There is a close relationship between Mvet Lunar Diptych and Sanford Biggers’s Tunic (2003), a bubble down jacket and feathers that takes inspiration from a plumed ceremonial cape from Cameroon in the Museum’s collections; both works dramatically set in motion a collision with historical, geographic, and cultural references. As documented in their collaborative mixed-media performance Cosmic Conundrum (2009), Adkins played the saxophone wearing Biggers’s Ghettobird Tunic (2006), a variation on his earlier version. This connection foregrounds the multimedia exchange and dialogue between contemporary African American artists and their relationship to ancestral roots on the African continent while complicating ideas of the Western art object as a singular bounded thing.
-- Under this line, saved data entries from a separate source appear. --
PR #6674, opened 2025-06-30
Add com.jetbrains.Toolbox

dreamyukii:

 This applications is for downloading and managing JetBrains IDE 

https://github.com/user-attachments/assets/b2169bc8-d506-45ed-83b9-c73308b8c5b0

- [ ] I am an _(please keep whichever is applicable and remove the rest)_ author/developer/upstream contributor to the project.


com.jetbrains.Toolbox.yml
```diff
@@ -0,0 +1,65 @@
...
+separate-locales: false
+finish-args:
+  - --share=ipc
+  - --share=network
+  - --device=dri
+  - --socket=x11
+  - --socket=ssh-auth
+  - --share=network
+  - --socket=session-bus
+  - --talk-name=org.freedesktop.secrets
```
bbhtt: why is this needed?

jetbrains-toolbox.sh
```diff
@@ -0,0 +1,2 @@
+#!/bin/bash
+exec env XDG_CONFIG_HOME="$HOME/.config" XDG_DATA_HOME="$HOME/.local/share" XDG_CACHE_HOME="$HOME/.cache" /app/extra/toolbox/bin/jetbrains-toolbox "$@"
```
bbhtt: why are you changing these env vars?

com.jetbrains.Toolbox.yml
```diff
@@ -0,0 +1,65 @@
...
+  - --talk-name=org.kde.StatusNotifierWatcher
+  - --filesystem=home
```
bbhtt, line 16: why does it need entire home? where are they downloaded by default?

com.jetbrains.Toolbox.appdata.xml
```diff
@@ -0,0 +1,46 @@
...
+      NOTE: This wrapper is not verified by, affiliated with, or supported by JetBrains s.r.o.
+    </p>
+  </description>
+  <launchable type="desktop-id">com.jetbrains.Toolbox.desktop</launchable>
+  <screenshots>
+    <screenshot type="default">
+      <image>https://www.jetbrains.com/toolbox-app/img/1_en-us.png</image>
+    </screenshot>
+  </screenshots>
+</component>
```
bbhtt, line 264: missing releases. make sure to validate.

com.jetbrains.Toolbox.yml
dreamyukii: Toolbox app will download the IDE at `$HOME/.local/share/JetBrains/Toolbox/apps`, and the config file for the IDE at `$HOME/.config/JetBrains`.

jetbrains-toolbox.sh
dreamyukii: This env is required for Toolbox working properly with flatpak, without this env vars Toolbox will download the IDE at `~/.var/app/com.jetbrains.Toolbox/data` and not in  `$HOME/.local/share/JetBrains/Toolbox/apps`. and the location of config file and cache will located at `~/.var/app/com.jetbrains.Toolbox/ config` and `~/.var/app/com.jetbrains.Toolbox/ cache`.

bbhtt: Config and cache files are supposed to be under ~/.var/app for Flatpak apps.

What is the problem when the IDE is downloaded to ~/.var?

Can you customise that path somehow, without changing this env var?

com.jetbrains.Toolbox.yml
bbhtt: So you need $HOME/.local/share/JetBrains only then. Config files are supposed to be in ~/.var/app for Flatpak apps

> config file for the IDE

The IDE is not getting launched under Flatpak is it? 

I thought this app was only for downloading and managing (uninstalling etc.)

hfiguiere:
I am not sure if this is suitable for flathub.

castrojo:
I'd like to justify why this should be on flathub. The problem with the jetbrains flatpaks is they don't really work well for how people expect jetbrains to work. Upstream developed this all-in-one app to manage of all their products. 

It's distro agnostic because it just installs everything in the user's home directory, which means when the user asks for developer stuff, python, build deps, etc, you name it, it's all managed by the Jetbrains IDE themselves. It downloads everything, there's no need for the IDEs to try to figure out how to talk to the flatpak runtimes.

It effectively gives up trying and decides to manage it itself outside of any linux distribution package. This also means that they IDEs Just Work right out of the gate, as opposted to the user figuring out how to set this up by hand. 

Therefore, my conclusion is, if it's all self contained anyway let's stick it in a flatpak so it's at least isolated and see how we get on. And if it delivers a better experience than the existing flatpaks, it gives us an opportunity to re-engage with Jetbrains for official support. I volunteer to talk to them!

com.jetbrains.Toolbox.appdata.xml
dreamyukii: done

com.jetbrains.Toolbox.yml
dreamyukii: sorry for the late response
ssh-auth is for ssh feature in this applications
network is needed for downloading IDE
session bus and secrets is not needed anymore

jetbrains-toolbox.sh
dreamyukii: sorry again for late response
yes you can change the location in the settings menu
i think i will remove the env from launch script

com.jetbrains.Toolbox.yml
```diff
@@ -0,0 +1,62 @@
...
+        commands:
+          - mkdir toolbox/
+          - tar -xzf toolbox.tar.gz --directory=toolbox/ --strip-components=1
+          - rm toolbox.tar.gz
+      - type: file
+        path: com.jetbrains.Toolbox.appdata.xml
+      - type: file
+        path: com.jetbrains.Toolbox.desktop
+      - type: file
+        path: com.jetbrains.Toolbox.svg
```
x80486: Alternatively, you could retrieve the SVG icon from [here](https://resources.jetbrains.com/storage/products/company/brand/logos/Toolbox_icon.svg). Full example here: https://github.com/flathub/com.jetbrains.DataGrip/blob/master/com.jetbrains.DataGrip.yaml#L93

jetbrains-toolbox.sh
```diff
@@ -0,0 +1,2 @@
+#!/bin/bash
+exec env XDG_DATA_HOME="$HOME/.local/share" /app/extra/toolbox/bin/jetbrains-toolbox "$@"
```
x80486, line 2: You shouldn't need to redefine this variable — or need this file. The Toolbox application, if it uses the `XDG Base Directory` swarm correctly, it will download everything into `~/.var/app/com.jetbrains.Toolbox/...`, and since the products aren't managed by Flatpak, each will create the required directories in the user's home.

Also, you shouldn't need `home` access, unless there is something wonky going on with the application.

com.jetbrains.Toolbox.yml
```diff
@@ -0,0 +1,62 @@
+id: com.jetbrains.Toolbox
+command: jetbrains-toolbox
+runtime: org.freedesktop.Platform
+runtime-version: "24.08"
+sdk: org.freedesktop.Sdk
+tags:
+  - proprietary
+separate-locales: false
+finish-args:
+  - --share=ipc
```
x80486, line 10: Last time I used Toolbox they required credentials.

You may need `--filesystem=xdg-run/keyring` and `--talk-name=org.freedesktop.secrets` — but give it a whirl without those initially...miracles happen 😅

jetbrains-toolbox.sh
dreamyukii: unfortunately Toolbox app need this workaround for the desktop file to function correctly

com.jetbrains.Toolbox.yml
dreamyukii: Thanks for the suggestion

Robert Pruitt (born 1975, Houston, TX; active New York, NY), Shadow Boxing, 2006. Conté crayon and charcoal on butcher paper, 203.2 × 157.5 cm. Museum purchase, Kathleen Compton Sherrerd Fund for Acquisitions in American Art. © Robert Pruitt
In Shadow Boxing Pruitt portrays an acquaintance nicknamed “Brother-in-Law.” His attire incorporates details from hip-hop and gang culture, while his face gear is a striated Kifwebe mask from the Congo River basin, which Pruitt includes as much for its associations with witchcraft and mysticism as for its appropriation by Western artists. Expressively gestural, Pruitt’s drawing joins several portraits in the Museum by contemporary Black artists that complicate the role of figuration in the articulation of Black identity in the twenty-first century. These include Toyin Ojih Odutola’s triptych Birmingham (2014), a set of lithographs that reflects the intricate striated and shimmering topography of her figure drawings. According to Odutola, these head and shoulder portraits of a Black man are based on photographs she took of one of her brothers in Birmingham, Alabama—hence the title, which is unusual within the artist’s oeuvre for its geographic specificity. Like Pruitt, Odutola has challenged the restrictive notion of space in the representation of the Black figure, commenting, “That the black image is profitable in certain spaces—within the realm of entertainment or sports, for instance—was off-putting, to say the least.